Dat Desmet kritiek op zijn schrijfsels vergelijkt met een moordaanslag, mag intussen al niet meer verwonderen. Wie het reilen en zeilen van Desmet een beetje volgt, ziet dat de inhoud van hetgeen wordt geschreven en gezegd er al langer niet meer toe doet, maar de imagoshow rond de persoon van Desmet des te meer. Voor een hele groep mensen die Desmet bijna devoot op handen dragen, is Desmet verworden tot mascotte en martelaar tegelijk. En kritiek op de uitspraken en schrijfsels van Desmet worden door een grote schare volgers zelfs ervaren als een kritiek op de eigen persoon.

Dat alles cultiveert Desmet ook zelf op een zeer uitgekiende manier. Van zodra bekend werd dat twee interne commissies aan de UGent een onderzoek gingen voeren naar zijn wetenschappelijke integriteit en de lesinhouden, ging Desmet bijvoorbeeld van start met een opvallende imagocampagne in 3 luiken. 

Hierbij postte hij eerst een blog – “Some notes on the tragicomic attempt to burn me at stake“, waarin hij zichzelf positioneerde als een heks in een heksenjacht, maar zogenaamd een uitgestoken hand uitstak naar critici als Boudry, Verhaeghe en mezelf om met hem in gesprek te gaan. Dan postte hij een soortgelijk artikel in het Nederlands bij zijn vrienden van Doorbraak. “Mijn milde j’accuse“, heette die, en diende om hem als een lieve Zola te doen overkomen. En daarna schakelde hij een burgerjournalist bij DeWereldMorgen in om zijn show verder op te voeren in een blogpost die de titel “Spreken over en met mensen” droeg (een blogpost waar DeWereldMorgen geen plaats aan bood en met dit als uitgebreide argumentatie voor die beslissing.)
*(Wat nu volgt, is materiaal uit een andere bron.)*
PR #2156, opened 2015-04-24
PEAT 1.0b1 (new formula) - need help with boost problem

tseemann:
PEAT, a fast and highly accurate adapter-trimming algorithm, designed specifically for paired-end sequencing. PEAT requires no a priori adapter sequence and significantly outperforms other widely used adapter trimmers in both simulated and real life paired-end sequencing libraries. Moreover, in order to process single-end sequencing data, we also provide single-end trimmer in PEAT.


tseemann:
I can build it manually on the command line but not via Brew. I am confused!

```
-- Looking for pthread_create in pthreads
-- Looking for pthread_create in pthreads - not found
thread.cpp:(.text+0x1bd): undefined reference to `pthread_key_create'
thread.cpp:(.text+0x233): undefined reference to `pthread_create'
/bio/linuxbrew/lib/libboost_thread-mt.a(thread.o): In function `boost::thread::start_thread_noexcept(boost::thread_attributes const&)':
thread.cpp:(.text+0x2b2): undefined reference to `pthread_create'
/bio/linuxbrew/lib/libboost_thread-mt.a(thread.o): In function `boost::thread::detach()':
hyphy.rb:    The help has been installed to #{HOMEBREW_PREFIX}/share/hyphy.
thread.cpp:(.text+0x1bd): undefined reference to `pthread_key_create'
thread.cpp:(.text+0x16d): undefined reference to `pthread_key_create'
thread.cpp:(.text+0x19aa): undefined reference to `pthread_join'
/bio/linuxbrew/lib/libboost_thread-mt.a(thread.o): In function `boost::detail::get_current_thread_data()':
thread.cpp:(.text+0x146): undefined reference to `pthread_getspecific'
/bio/linuxbrew/lib/libboost_thread-mt.a(thread.o): In function `boost::detail::set_current_thread_data(boost::detail::thread_data_base*)':
```

dpo:
It looks like it built on Mavericks and Yosemite; there are just some minor audit warnings to fix.

The failure is on Mountain Lion. Does this need to build in c++11 mode? Try adding `ENV.cxx11` at the top of the `install` method.

iml:
Might need to also build boost with c++11 on mountain lion, assuming that's the issue and not something else.

peat.rb
```diff
@@ -0,0 +1,28 @@
...
+  
+  depends_on "cmake" => :build
+  depends_on "boost"
+  
+  def install
+    cmake_args = std_cmake_args
+    cmake_args << "-DBOOST_ROOT=#{Formula["boost"].opt_prefix}"
+    system "cmake", ".", *cmake_args
+    system "make"
+    bin.install "bin/PEAT"
```
tdsmith: is there no `make install`?

peat.rb
```diff
@@ -0,0 +1,28 @@
...
+  # tag "bioinformatics"
+  # doi "10.1186/1471-2105-16-S1-S2"
+
+  url "https://github.com/jhhung/PEAT/archive/v1.0-beta.1.tar.gz"
+  sha256 "dc7216aeccc8f57885a84e3f762ff7281542c5f062a9457061e5da295331d867"
+  version "1.0b1"
+  
+  depends_on "cmake" => :build
+  depends_on "boost"
+
```
tdsmith: add `needs :cxx11` here

peat.rb
```diff
@@ -0,0 +1,28 @@
...
+  # doi "10.1186/1471-2105-16-S1-S2"
+
+  url "https://github.com/jhhung/PEAT/archive/v1.0-beta.1.tar.gz"
+  sha256 "dc7216aeccc8f57885a84e3f762ff7281542c5f062a9457061e5da295331d867"
+  version "1.0b1"
+  
+  depends_on "cmake" => :build
+  depends_on "boost"
+  
+  def install
```
tdsmith: add `ENV.cxx11` here

peat.rb
```diff
@@ -0,0 +1,28 @@
...
+  homepage "https://github.com/jhhung/PEAT/"
+  # tag "bioinformatics"
+  # doi "10.1186/1471-2105-16-S1-S2"
+
+  url "https://github.com/jhhung/PEAT/archive/v1.0-beta.1.tar.gz"
+  sha256 "dc7216aeccc8f57885a84e3f762ff7281542c5f062a9457061e5da295331d867"
+  version "1.0b1"
+  
+  depends_on "cmake" => :build
+  depends_on "boost"
```
tdsmith: this can be:
`depends_on "boost" => (MacOS.version < :mavericks ? "cxx11" : [])`

peat.rb
```diff
@@ -0,0 +1,28 @@
...
+    system "make"
+    bin.install "bin/PEAT"
+    doc.install "README.md", "LICENSE"
+    (share / "peat").install Dir["test_file/*"]
+  end
+
+  test do
+    assert_match "trimming", shell_output("PEAT 2>&1", 1)
+    assert_match "single", shell_output("PEAT single 2>&1", 1)
+    assert_match "paired", shell_output("PEAT paired 2>&1", 1)
```
tdsmith: Can we add a test that tests the functionality of the application? Downloading a small data set as a resource is fair.

tdsmith: Testing against the test files installed to `share` would be :100:

peat.rb
tseemann: Will this affect if OS.linux?

peat.rb
tseemann: Nope. or "clean" !

peat.rb
tseemann: I knew someone would notice those! ;-)

peat.rb
tdsmith:
```
tim@ramnode:~$ brew irb
==> Interactive Homebrew Shell
Example commands available with: brew irb --examples
irb(main):001:0> MacOS.version < :mavericks
=> true
irb(main):002:0> OS.linux?
=> true
```

so this will always require boost to be rebuilt in c++11 mode on Linux; I'm not sure if that's the right thing to do or not (but this is probably safest?).

tseemann: It wants to build boost every time it builds PEAT now (on Linux). I'm getting confused. sorry!

tdsmith: If you change the conditional to
`OS.mac? && MacOS.version < :mavericks`
you won't have to rebuild boost. If it still works for you that way, then I'm happy.

tseemann:
@tdsmith I don't think I'm going to be able to build this in Brew properly, it's exceeding my skills and patience.

They distribute Mac and Linux binaries for a reason it seems, and I tried to do it from source, but i've failed. I will go back to putting it my own repo as a binary formula unless someone wants to take this on.

If they get it built, I am happy to write a proper test that uses the sample input files.

xu-cheng:
@tseemann If you remove `needs :openmp`, it should build fine. 

The link problem you encountered is because the program is built by gcc(system clang doesn't support openmp and you are asking for it) while boost is built by clang.

tseemann:
I messed up my git branch for this and have started again. I will incorporate the ideas in this thread.

PR #2165, opened 2015-04-27
libdivsufsort 2.0.1 (new formula)

tseemann:
This library provides a simple and an efficient C API to construct a suffix array and a Burrows-Wheeler transformed string from a given string over a constant-size alphabet. The algorithm runs in O(n log n) worst-case time using only 5n+O(1) bytes of memory space, where n is the length of the string.

[dependency for Andi software]


libdivsufsort.rb
```diff
@@ -0,0 +1,21 @@
...
+  def install
+    mkdir "libdivsufsort-build" do
+      args = std_cmake_args
+      system "cmake", "..", *args
+      system "make", "install"
+    end
+  end
+
+  test do
+    # no test due to being library only
```
dpo: Would it be difficult to write a short program that uses the library and run it as a test?

sjackman: Is there any Homebrew infrastructure to automate this, for example simply to test that a particular symbol exists in the library, as done by autoconf? We could use `nm` to check that the symbol exists.

sjackman: I'm a fine of making the test extra simple. Comprehensive tests are the author's responsibility, not Homebrew.

dpo: Yes and no. I find linking a short program against a library is a great way to make sure the install is solid. The library may be there and tests might pass during build, but that doesn't prove it's functional when installed.

sjackman: Yeah, true. I feel that build a test application is going to be 5-10 lines of boiler plate code that I'd rather not see replicated in every formula. I'd like to see the equivalent of autoconf's `	AC_CHECK_LIB([pthread], [pthread_create])`, such as
```ruby
test do
    check_library lib/"libpthread.so", "pthread_create"
end
```

dpo: Agree that that would come in handy. Slightly more thorough test, like in [armadillo.rb](https://github.com/Homebrew/homebrew-science/blob/master/armadillo.rb#L35) or [mlpack.rb](https://github.com/Homebrew/homebrew-science/blob/master/mlpack.rb#L58) are pretty easy to implement though, and they'll let you know immediately if something's glaring. Sometimes, such examples ship with the library!

tseemann: I added this formula to allow me to add a formula for Andi which uses it.

In the short term Andi will test if it is working or not.

libdivsufsort.rb
```diff
@@ -0,0 +1,21 @@
...
+
+  url "https://github.com/y-256/libdivsufsort/archive/2.0.1.tar.gz"
+  sha256 "9164cb6044dcb6e430555721e3318d5a8f38871c2da9fd9256665746a69351e0"
+
+  depends_on "cmake" => :build
+
+  def install
+    mkdir "libdivsufsort-build" do
+      args = std_cmake_args
+      system "cmake", "..", *args
```
sjackman: This should be simply `system "cmake", "..", * std_cmake_args`

libdivsufsort.rb
sjackman: Although a test would be nice, I'm okay with merging without a test.

tdsmith: Remove the `test` block entirely if you don't intend to add one, though; it will fail a strict audit but that's a correct failure.

libdivsufsort.rb
tseemann: Agreed. I think I was testing fiddling with some compile options but removed them ultimately. I've simplified it now.

libdivsufsort.rb
tdsmith: Building and running the example from the README would be great: https://github.com/y-256/libdivsufsort

Installing the examples in the tarball to `share` and building one of those would be great, too.

tseemann:
Hooray, I made it!  Once this is in, I will test it on Andi software.

sjackman:
I added a test.

```ruby
  test do
    (testpath/"test.c").write <<-EOS
      #include <divsufsort.h>
      #include <stdio.h>
      int main() {
        const unsigned char s[] = "panamabananas";
        int sa[sizeof s];
        int i;
        divsufsort(s, sa, sizeof s);
        for (i = 0; i < sizeof s; ++i)
          printf(" %d", sa[i]);
        return 0;
      }
    EOS
    system ENV.cc, "test.c", "-I#{include}", "-L#{lib}", "-ldivsufsort", "-o", "test"
    assert_equal shell_output("./test"), " 13 5 3 1 7 9 11 6 4 2 8 10 0 12"
  end
```

sjackman:
See here: https://stepic.org/lesson/Suffix-Arrays-310/step/1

Van zodra bekend werd dat twee interne commissies aan de UGent een onderzoek gingen voeren naar zijn wetenschappelijke integriteit en de lesinhouden, ging Desmet van start met een opvallende imagocampagne

Stuk voor stuk zijn het tactieken die moesten doen uitschijnen dat Desmet onterecht beschuldigd zou worden en monddood zou worden gemaakt terwijl hijzelf zogezegd “met iedereen zou willen spreken” en ook met zijn critici. Maar als dat zo zijn, waarom gaat hij dan niet in debat met Maarten Boudry zoals hem nochtans al enkele keren is gevraagd, maar Desmet keer op keer geweigerd heeft? Waarom neemt hij dan niet de telefoon om contact op te nemen met Verhaeghe? Waarom blokkeert hij mij op Facebook en Linkedin van zodra ik een poging doe om in gesprek te gaan? En waarom gaat hij niet in de uitnodiging van Ignaas Devisch om met hem in gesprek te gaan, noch op die voor een debat ‘gerespecteerde collega’ dat door Lieven Verstraeten gemodereerd zou worden, enkel en alleen omdat de moderator iemand “van de MSM” (massamedia nvdr) zou zijn ?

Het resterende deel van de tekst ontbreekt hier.